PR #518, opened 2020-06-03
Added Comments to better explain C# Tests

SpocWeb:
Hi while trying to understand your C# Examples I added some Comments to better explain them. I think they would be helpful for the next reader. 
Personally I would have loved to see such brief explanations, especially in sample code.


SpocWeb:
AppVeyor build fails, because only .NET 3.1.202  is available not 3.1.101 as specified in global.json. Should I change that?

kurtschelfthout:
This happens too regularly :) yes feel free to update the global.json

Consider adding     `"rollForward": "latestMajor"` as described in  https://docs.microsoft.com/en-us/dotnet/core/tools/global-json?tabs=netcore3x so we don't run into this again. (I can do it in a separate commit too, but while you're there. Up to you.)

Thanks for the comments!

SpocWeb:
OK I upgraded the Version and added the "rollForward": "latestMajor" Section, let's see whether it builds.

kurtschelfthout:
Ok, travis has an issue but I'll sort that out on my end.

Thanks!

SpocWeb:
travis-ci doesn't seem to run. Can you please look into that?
- - -
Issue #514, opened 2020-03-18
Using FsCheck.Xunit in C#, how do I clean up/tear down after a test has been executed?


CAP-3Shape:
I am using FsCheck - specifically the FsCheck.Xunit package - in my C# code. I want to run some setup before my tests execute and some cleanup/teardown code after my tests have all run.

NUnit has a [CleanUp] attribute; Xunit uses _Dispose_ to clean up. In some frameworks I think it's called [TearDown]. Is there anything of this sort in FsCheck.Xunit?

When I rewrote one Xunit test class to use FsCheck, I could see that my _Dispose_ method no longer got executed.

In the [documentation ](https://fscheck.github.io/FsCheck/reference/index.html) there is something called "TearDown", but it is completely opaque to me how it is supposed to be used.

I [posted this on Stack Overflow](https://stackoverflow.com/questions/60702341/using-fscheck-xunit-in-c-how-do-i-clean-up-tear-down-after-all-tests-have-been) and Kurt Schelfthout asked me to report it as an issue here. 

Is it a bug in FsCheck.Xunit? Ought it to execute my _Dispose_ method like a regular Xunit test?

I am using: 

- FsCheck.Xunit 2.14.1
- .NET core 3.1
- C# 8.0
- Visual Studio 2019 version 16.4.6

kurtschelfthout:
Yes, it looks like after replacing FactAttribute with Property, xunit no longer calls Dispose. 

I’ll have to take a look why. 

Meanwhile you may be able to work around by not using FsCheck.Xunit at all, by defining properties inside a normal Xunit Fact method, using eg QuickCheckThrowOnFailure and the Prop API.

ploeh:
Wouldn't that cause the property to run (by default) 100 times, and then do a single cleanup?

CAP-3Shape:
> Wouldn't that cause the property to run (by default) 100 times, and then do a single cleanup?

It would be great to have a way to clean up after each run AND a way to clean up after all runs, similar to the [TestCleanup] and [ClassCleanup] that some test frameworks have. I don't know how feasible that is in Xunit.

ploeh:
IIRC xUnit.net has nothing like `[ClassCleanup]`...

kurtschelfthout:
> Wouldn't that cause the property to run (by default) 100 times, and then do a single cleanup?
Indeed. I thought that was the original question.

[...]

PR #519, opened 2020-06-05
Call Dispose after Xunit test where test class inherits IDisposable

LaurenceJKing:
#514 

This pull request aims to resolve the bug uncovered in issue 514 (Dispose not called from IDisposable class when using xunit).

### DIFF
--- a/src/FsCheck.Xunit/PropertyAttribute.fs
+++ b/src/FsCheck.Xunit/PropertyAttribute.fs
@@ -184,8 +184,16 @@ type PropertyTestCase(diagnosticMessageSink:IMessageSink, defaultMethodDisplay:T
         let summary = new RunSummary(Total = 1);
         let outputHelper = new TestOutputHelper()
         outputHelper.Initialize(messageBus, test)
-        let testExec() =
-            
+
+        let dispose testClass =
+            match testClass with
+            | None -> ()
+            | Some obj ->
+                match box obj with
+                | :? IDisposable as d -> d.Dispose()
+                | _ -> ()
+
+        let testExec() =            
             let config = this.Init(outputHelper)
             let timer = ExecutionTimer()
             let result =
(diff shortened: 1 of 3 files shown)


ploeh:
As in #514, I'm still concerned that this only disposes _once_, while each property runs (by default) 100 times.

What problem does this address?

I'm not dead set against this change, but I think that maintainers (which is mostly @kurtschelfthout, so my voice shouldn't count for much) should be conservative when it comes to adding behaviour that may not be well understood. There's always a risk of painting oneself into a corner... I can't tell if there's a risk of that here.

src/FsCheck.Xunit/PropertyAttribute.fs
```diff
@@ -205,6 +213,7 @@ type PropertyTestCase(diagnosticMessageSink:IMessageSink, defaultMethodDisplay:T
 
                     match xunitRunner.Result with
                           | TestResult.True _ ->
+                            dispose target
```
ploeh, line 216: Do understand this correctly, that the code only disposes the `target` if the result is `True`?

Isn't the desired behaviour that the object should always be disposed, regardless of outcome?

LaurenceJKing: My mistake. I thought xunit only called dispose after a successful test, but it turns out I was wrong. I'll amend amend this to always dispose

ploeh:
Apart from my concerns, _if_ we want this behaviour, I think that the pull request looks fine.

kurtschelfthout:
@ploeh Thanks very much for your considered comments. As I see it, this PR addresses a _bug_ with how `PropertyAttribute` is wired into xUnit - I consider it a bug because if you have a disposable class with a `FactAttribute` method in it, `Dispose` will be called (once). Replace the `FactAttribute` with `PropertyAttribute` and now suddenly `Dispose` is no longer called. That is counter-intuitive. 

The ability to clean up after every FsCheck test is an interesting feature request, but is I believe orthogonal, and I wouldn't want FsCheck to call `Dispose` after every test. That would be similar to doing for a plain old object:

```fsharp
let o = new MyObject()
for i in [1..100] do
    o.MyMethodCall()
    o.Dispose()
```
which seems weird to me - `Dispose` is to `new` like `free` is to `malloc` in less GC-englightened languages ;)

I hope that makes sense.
- - -
Search the entries for the word "executed" and gather every line where it appears.

Using FsCheck.Xunit in C#, how do I clean up/tear down after a test has been executed?
When I rewrote one Xunit test class to use FsCheck, I could see that my _Dispose_ method no longer got executed.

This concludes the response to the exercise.